I can't find any good documentation on the difference between how Nokogiri (or by implication libxml) handles attribute values in XML vs. HTML. One of our projects was still using the now defunct Hpricot gem, mostly because of it's lax acceptance of attributes.
The crux of the problem seems to be that our XML input has both unquoted and missing attribute values. I'm not a spec lawyer, but I gather that most of the HTML variants allow these attribute patterns and XML does not.
If Nokogiri (or libxml) is going to be strict, shouldn't there be an option to make it less strict on attributes? If I could get the HTML parser not to strip the namespaces, I could maybe use that.
We can't be the only team that has XMLish formats that aren't exactly fish or fowl but something in between.

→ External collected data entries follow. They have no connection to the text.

Issue #1039, opened 2026-07-20
ontology_tracker: SKIP_PATTERNS denylist leaks for gitignored machine-local files — generalize via owning-repo check-ignore


parametrization:
## Summary

`.claude/hooks/ontology_tracker.py` decides what to checksum-track via `SKIP_PATTERNS`, a hand-maintained substring **denylist**. It has now leaked twice for the *same class* of file — gitignored, machine-local, frequently-rewritten artifacts that dirty the committed `ontology/checksums.json`:

- `.claude/annunaki/errors.jsonl` (added earlier)
- `.claude/memory/session_handoff.md` (#1038)

Each leak manufactures permanent phantom drift in `/session-start` Step 3a until someone notices and hand-extends the list. The next gitignored machine-local artifact will leak the same way.

## Why the naive generalization is wrong

#1038 originally proposed deriving the skip from `git check-ignore`. That was **tested and rejected** — see the pre-implementation comment on #1038. The parent repo `.gitignore`s its child repos wholesale, so `git check-ignore` run from `REPO_ROOT` reports **every child-repo file as ignored**, and child-repo entries are **147 of 284** tracked entries (52%) — including `noorinalabs-deploy/.github/workflows/deploy-prod.yml` and every child ontology source.

That change would silently blind the tracker to half the semantic overlay *while presenting as "0 dirty"* — the gate would look healthier while going blind. Strictly worse than the nuisance it fixes.

## What a correct fix requires

1. **Resolve each path's owning repo** — walk up to the nearest `.git` ancestor of the file, not `REPO_ROOT`. A child-repo file's gitignored-ness is a question for *its own* repo.
2. **Run `git check-ignore` in that repo**, on the repo-relative path.
3. **Fail OPEN** — on any error (no `.git` ancestor, subprocess failure, timeout) **track the file anyway**. Not-tracking is a *silent* loss of drift detection; over-tracking is merely noise. The asymmetry is one-sided and must be encoded deliberately.
4. **Cost/caching** — this adds a subprocess per Edit/Write in a PostToolUse hook. Cache the per-directory answer for the hook's lifetime, or batch. Measure before shipping.
5. **Keep `SKIP_PATTERNS`** as the fast path — `check-ignore` is the backstop for the class, not a replacement for the explicit entries (`checksums.json` self-skip, `ontology/structural/`, worktree paths are policy decisions, not gitignore facts).

## Tests this needs

[...]

Issue #981, opened 2026-07-18
validate_pr_review FAILS OPEN on unresolvable repo (gh pr merge -R $VAR) — 2-reviewer gate silently bypassed


parametrization:
## Summary

`validate_pr_review.py` (Hook 4, the 2-reviewer gate) **fails OPEN when it cannot resolve the target repo from the merge command** — specifically when `gh pr merge <N> -R $VAR` carries an **unexpanded shell variable**. The hook parses the command string as-is (pre-expansion), so `$DA` is not a resolvable `owner/repo`; `_resolve_owner_repo` returns None, `check_comment_reviews` returns an empty result (0 reviewers), and the merge is **ALLOWED** instead of blocked.

## Reproduction (verified)
```python
import validate_pr_review as v
v.check({"tool_name":"Bash","tool_input":{"command":"gh pr merge 451 -R $DA --merge --delete-branch"}})
# → {'decision': 'allow'} ... (None/allow)  ← WRONG: should block or fail-closed
v.check({"tool_name":"Bash","tool_input":{"command":"gh pr merge 451 --repo noorinalabs/noorinalabs-data-acquisition --merge --delete-branch"}})
# → {'decision': 'block', ...}  ← correct
```

## Impact (observed, Phase 9 Wave 25)
Four feature→wave PRs (da#449/#450/#451/#456) were merged with `gh pr merge <N> -R $DA …`. Combined with a separate wrong-verdict-format issue (reviewers briefed with `RequestOrReplied: Request` instead of `Approved`, so 0 hook-counted approvals), the 2-reviewer gate **did not enforce on any of the four merges**. The reviews were substantively genuine + thorough and CI was green, so this is a gate-integrity/audit-trail breach, not a code-quality one — but the gate silently allowed merges it could not verify.

## Root cause + fix direction
- `_resolve_owner_repo` → None (unresolvable `-R $VAR`) must **fail CLOSED**, not allow. This is the same principle as the `CommitFetchError` hard-block (feedback_safety_direction_over_ux_friction: when a hook can't verify, HARD BLOCK, never allow-with-log). A merge command whose repo the gate cannot determine is exactly a case it cannot verify.
- Additionally: when `-R` is present but unresolvable AND the cwd `gh repo view` fallback also can't disambiguate (or resolves a DIFFERENT repo than the PR), block with a diagnostic naming the unexpanded-variable footgun.
[...]

PR #1040, opened 2026-07-20
fix(#1038): stop tracking gitignored session_handoff.md in ontology checksums

### LINKED ISSUE #1038: ontology_tracker: gitignored session_handoff.md is tracked — every /handoff dirties committed checksums.json
## Summary

## Evidence

```

# → not tracked in git
```

```
       "last_resolved": "e6f4878d…",
```

## Root cause

```python
SKIP_PATTERNS = [
    ...
]
```

```
```

## Proposed fix

## Impact

parametrization:
## What changed and why

`.claude/memory/session_handoff.md` is gitignored (`.gitignore:117`) and untracked in git, but the ontology change-tracker hook tracked it anyway. The `Stop` hook rewrites that file after ~every response (~5min throttle), so **every session dirtied `ontology/checksums.json` — a committed file**. `/session-start` Step 3a reported phantom drift and `/ontology-rebuild` had a phantom entry to resolve, forever, eroding a gate whose only value is that "0 dirty" means something. `SKIP_PATTERNS` already carried the exact sibling case (`.claude/annunaki/errors.jsonl` — gitignored, machine-local, constantly rewritten); the handoff was simply a missed entry. This adds it, drops the now-stale `checksums.json` entry, fixes the `ensure_ascii` churn, and adds regression tests.

## Evidence the fix works

Not just "the test passes" — the real hook was exercised against the **real** `session_handoff.md` on disk, with `REPO_ROOT` anchored to the actual repo so path filtering behaves exactly as in production, and writes redirected to a scratch copy of the real `checksums.json`. Comparing `main`'s hook against this branch's:

```
=== BEFORE (main) ===
  check() returned      : {'action': 'tracked', 'path': '.claude/memory/session_handoff.md'}
  checksums.json changed: True
  handoff entry present : True
    last_tracked : b18c7fe0aab8071d      <- differs from last_resolved
    last_resolved: 'e6f4878d8898d3e5…'
  total dirty entries   : 1 ['.claude/memory/session_handoff.md']

=== AFTER  (fix) ===
  check() returned      : None
  checksums.json changed: False
  total dirty entries   : 0 []
```

That is the defect reproduced and then eliminated: one simulated `Stop`-hook handoff write takes the tree from 0 dirty to 1 dirty on `main`, and leaves it untouched here.

Second run, against **this branch's** `checksums.json` (entry already removed) — confirming the entry does not come back:

```
=== fix + PR checksums, simulate a Stop-hook handoff write ===
  handoff entry re-created: False
  file byte-identical     : True
  dirty entries           : 0
```

And the `ensure_ascii` half, tracking a real overlay file (`ontology/domain.yaml`):

```
BEFORE (main): escaped-\u sequences = 2, literal em-dash present = False
AFTER  (fix) : escaped-\u sequences = 0, literal em-dash present = True
```

Independently corroborated by the `checksums.json` diff in this PR: removing the entry via an `ensure_ascii=False` round-trip produced **exactly 6 deleted lines and no other change** — i.e. the round-trip is byte-stable against the file as committed.

## `ensure_ascii` consistency across writers — all writers aligned

I grepped for every writer of `checksums.json`, since fixing one writer while another still defaults to `ensure_ascii=True` merely moves the flip-flop. Findings:

| Writer | Kind | Status |
|---|---|---|
| `.claude/hooks/ontology_tracker.py` | programmatic, committed | **Fixed** — `ensure_ascii=False` |
| `/ontology-rebuild` resolver (`.claude/skills/ontology-rebuild/SKILL.md` § 4) | agent-driven, no serialization specified | **Fixed** — step 4 now mandates `json.dump(..., indent=2, ensure_ascii=False)` + trailing newline |
| `.claude/lib/sync_main.py` | allowlists the path for stash/restore | Not a writer of contents — no change needed |
| `.claude/hooks/session_handoff.py`, `.claude/lib/generic_prompt_tracker.py` | read / skip-list only | Not writers — no change needed |
| `.claude/scratch/wave-merge-bodies/ontology-resolve.py` | one-off, **untracked** in git (`git ls-files` → empty) | Out of scope; not a committed writer |

So: **all writers aligned.** The resolver was the genuine second source of the flip-flop — it is agent-driven and had no serialization specified at all, which is exactly why the file oscillated. Worth a reviewer's eye: that fix is a documented instruction rather than enforced code, because the resolver is a skill, not a module. If a reviewer prefers hard enforcement, the resolver's checksum write should move into a shared `.claude/lib/` helper — I'd support that but it is beyond this bugfix's scope.

## The `check-ignore` generalization was considered and rejected

The issue's proposed fix **point 4** suggested deriving the skip from `git check-ignore` rather than another hardcoded entry. **Deliberately not taken here.** The parent repo `.gitignore`s its child repos wholesale, so `git check-ignore` from `REPO_ROOT` reports every child-repo file as ignored — and child-repo entries are **147 of 284 tracked entries (52%)**, including `noorinalabs-deploy/.github/workflows/deploy-prod.yml` and every child ontology source. That change would silently blind the tracker to half the semantic overlay *while presenting as "0 dirty"* — the gate would look healthier while going blind, which is strictly worse than the nuisance being fixed.

The denylist has now leaked twice for the same class, so the class-level fix is worth doing — properly. Filed as **#1039**, carrying the requirements a correct version needs: resolve each path's **owning** repo (nearest `.git` ancestor) and run `check-ignore` there, **fail open** (track anyway on any error, since not-tracking is silent loss of drift detection), cache the subprocess cost, and keep the 147/284 child-repo case as an explicit regression test.

## Tests

Added to `.claude/hooks/tests/test_ontology_tracker.py`, matching the existing conventions there (`_FakeRepoRootMixin` for invocation-location independence, per #686):

- `ShouldSkipSessionHandoffTests` — relative + absolute handoff paths skipped; an **end-to-end** case driving `check()` against a real file and asserting the checksums file is byte-unchanged; and `test_other_memory_notes_are_still_tracked`, guarding that the skip is scoped to the single gitignored handoff and does **not** silently drop the committed `.claude/memory/` store from drift detection.
- `ChecksumsSerializationTests` — non-ASCII `description` survives a write unescaped, and repeated tracking of an unchanged file is byte-stable modulo the legitimately-moving `tracked_at`.

## Gate results

| Check | Status |
|---|---|
| `pre-commit run --all-files` (ruff-format, ruff-lint, actionlint, cspell, dockerfile-base-pin, fixture-realism, skill-graphql-pagination) | Passed |
| `mypy .claude/hooks/ .claude/lib/` | Passed — no issues in 174 source files |
| `pytest .claude/hooks/tests/ .claude/lib/tests/` | Passed — 2637 passed, 88 subtests |
| Push-stage (mypy, pytest, pytest-skills, memory-budget, headcount-budget, doc-freshness, office-drift, mermaid-render) | All passed |
| `pre_commit_ci_sync.py .` (drift gate) | `OK: pre-commit config mirrors all CI-enforced checks.` |

No known-failing checks, pre-existing or otherwise.

Closes #1038

### DIFF
--- a/.claude/hooks/ontology_tracker.py
+++ b/.claude/hooks/ontology_tracker.py
@@ -71,6 +71,11 @@ SKIP_PATTERNS = [
     "ontology/checksums.json",  # Don't track ourselves
     "ontology/structural/",  # GENERATED structural layer — see note below (#857)
     ".claude/annunaki/errors.jsonl",
+    # Gitignored, machine-local, rewritten by the Stop hook after ~every
+    # response — same class as annunaki/errors.jsonl. Tracking it dirtied the
+    # COMMITTED checksums.json every session, so /session-start reported
+    # phantom drift forever (#1038).
+    ".claude/memory/session_handoff.md",
     "__pycache__/",
     ".pyc",
     "node_modules/",
@@ -223,7 +228,10 @@ def check(input_data: dict) -> dict | None:
         CHECKSUMS_FILE.parent.mkdir(parents=True, exist_ok=True)
         tmp = CHECKSUMS_FILE.with_suffix(".tmp")
         with open(tmp, "w", encoding="utf-8") as f:
-            json.dump(data, f, indent=2)
+            # ensure_ascii=False: the on-disk file holds literal UTF-8 in its
+            # top-level ``description``. Re-escaping it here made every touch
+            # emit a spurious one-line diff (#1038).
+            json.dump(data, f, indent=2, ensure_ascii=False)
             f.write("\n")
         tmp.replace(CHECKSUMS_FILE)
     except OSError:
--- a/.claude/hooks/tests/test_ontology_tracker.py
+++ b/.claude/hooks/tests/test_ontology_tracker.py
@@ -245,11 +245,55 @@ class ShouldSkipSessionHandoffTests(_FakeRepoRootMixin, unittest.TestCase):
     """
 
     def test_relative_handoff_path_is_skipped(self):
-        self.assertTrue(hook._should_skip(".claude/memory/session_handoff.md"))
+        """A repo-relative handoff path is skipped BY THE PATTERN, not by luck.
+
+        The ``os.chdir`` here is load-bearing — do not remove it (#1043).
+        ``_should_skip`` resolves a relative path against the *process cwd*, not
+        against the patched ``REPO_ROOT``. Without the chdir this path resolves
+        somewhere outside the fake root and is caught by the pre-existing
+        out-of-repo rule, so the assertion passes even when the
+        ``SKIP_PATTERNS`` entry under test is deleted — an inert test that
+        reports green while covering nothing. Anchoring cwd to the fake root
+        puts the path *inside* the repo, so the pattern is the only thing that
+        can produce the skip and the test genuinely dies if it is removed.
+
+        Relative paths are worth covering: the tracker is anchored on the
+        orchestrator cwd and records relative paths in real flows (see the
+        module docstring on worktree-relative paths).
+        """
+        cwd = os.getcwd()
+        try:
+            os.chdir(self._fake_root)
+            self.assertTrue(hook._should_skip(".claude/memory/session_handoff.md"))
+        finally:
+            os.chdir(cwd)
 
     def test_absolute_handoff_path_is_skipped(self):
         path = str(self._fake_root / ".claude" / "memory" / "session_handoff.md")
         self.assertTrue(hook._should_skip(path))
+
+    def test_skip_is_scoped_to_the_claude_memory_directory(self):
+        """The pattern must stay DIRECTORY-scoped, not a bare filename (#1043).
+
+        Narrowing the entry to ``"session_handoff.md"`` left the whole suite
+        green, so nothing pinned the scoping. A substring denylist matches
+        anywhere in the path, so a bare filename would silently stop tracking
+        any committed file that happens to share the name — e.g. a real
+        ``docs/session_handoff.md``. Only the gitignored machine-local file at
+        ``.claude/memory/`` is exempt; a same-named file elsewhere in the repo
+        is ordinary tracked content.
+        """
+        elsewhere = str(self._fake_root / "docs" / "session_handoff.md")
+        self.assertFalse(hook._should_skip(elsewhere))
+
+    def test_skip_does_not_extend_to_sibling_memory_notes_by_prefix(self):
+        """A path merely *starting* with the handoff name is not exempt (#1043).
+
+        Guards the other narrowing direction — the pattern must match the whole
+        handoff path, so a distinct committed note is unaffected.
+        """
+        sibling = str(self._fake_root / ".claude" / "memory" / "session_handoff_notes.md")
+        self.assertFalse(hook._should_skip(sibling))
 
     def test_check_writes_no_entry_for_handoff(self):
         """End-to-end: a Write to the handoff produces no checksums entry.
--- a/.claude/hooks/tests/test_ontology_tracker.py
+++ b/.claude/hooks/tests/test_ontology_tracker.py
@@ -11,6 +11,7 @@ Or:  python3 .claude/hooks/tests/test_ontology_tracker.py
 
 from __future__ import annotations
 
+import json
 import os
 import sys
 import tempfile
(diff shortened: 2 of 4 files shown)


parametrization:
Requestor: Lucas Ferreira
Requestee: Aino Virtanen
RequestOrReplied: Approved
TechDebt: #1041, #1042

Certified at head SHA `7428f25537162e6b557c7ca0b7de61c5aab616a9` (re-checked immediately before posting — unchanged). All 22 CI checks green at that SHA.

**Scope check (per my brief):** confirmed the PR does not sneak in the `git check-ignore` generalization — the diff is exactly the scoped one-line `SKIP_PATTERNS` entry, the `ensure_ascii=False` fix, the stale checksums entry removal, and tests. #1039 correctly carries the deferred generalization.

**1. Skip scoping — correct, verified against the actual hook.** Read `.claude/hooks/ontology_tracker.py` at the head SHA: `_should_skip` substring-matches `.claude/memory/session_handoff.md` before any path resolution, so it can't be defeated by resolution quirks, and it can't over-match `.claude/memory/section_*.md` (different string, no shared suffix beyond the directory). `test_other_memory_notes_are_still_tracked` does guard this correctly — it asserts `_should_skip` is False for `section_ci_tooling.md`, which is genuinely a scoping-safety check (true in both pre- and post-fix hook, as it should be).

**2. `ensure_ascii=False` consistency — acceptable as documentation-only for this PR, not blocking.** The tracker hook (the one committed, programmatic writer) is code-enforced. The `/ontology-rebuild` resolver fix is SKILL.md prose only, since the resolver is agent-driven, not a code module — there's no shared-code choke point to enforce it at today. I don't think this should block #1040: the PR's own writer audit is thorough (grepped every touchpoint, correctly excluded non-writers), the fix closes the one enforced-by-code gap, and the author already flagged the enforcement gap themselves as future scope. Filed **#1042** to track extracting a shared `checksums.json` write helper so this can't leak the same way through the resolver later.

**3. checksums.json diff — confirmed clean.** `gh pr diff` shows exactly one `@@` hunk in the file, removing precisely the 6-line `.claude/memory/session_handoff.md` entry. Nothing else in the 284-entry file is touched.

If we could fix it at the source we might do that, but in the meantime we have to handle the format as it is.
This is my hack to fix the attributes before sending it to Nokogiri:
ATTR_RE = /[^\s=>]+\s*(?:=(?:[^\s'">]+|\s*"[^"]*"|\s*'[^']*'))?/mo
ELEMENT_RE = /(<\s*[:\w]+)((?:\s+#{ATTR_RE})*)(\s*>)/mo
Nokogiri::XML(
data.gsub(ELEMENT_RE) do |m|
open, close = $1, $3
([open] +
$2.scan(ATTR_RE).map do |atr|
if atr =~ /=[ '"]/
atr
elsif atr =~ /=/
"#{$`.strip}=\"#{$'.strip}\""
else
"#{atr.strip}=\"#{atr.strip}\""
end
end
) * ' ' + close
end
)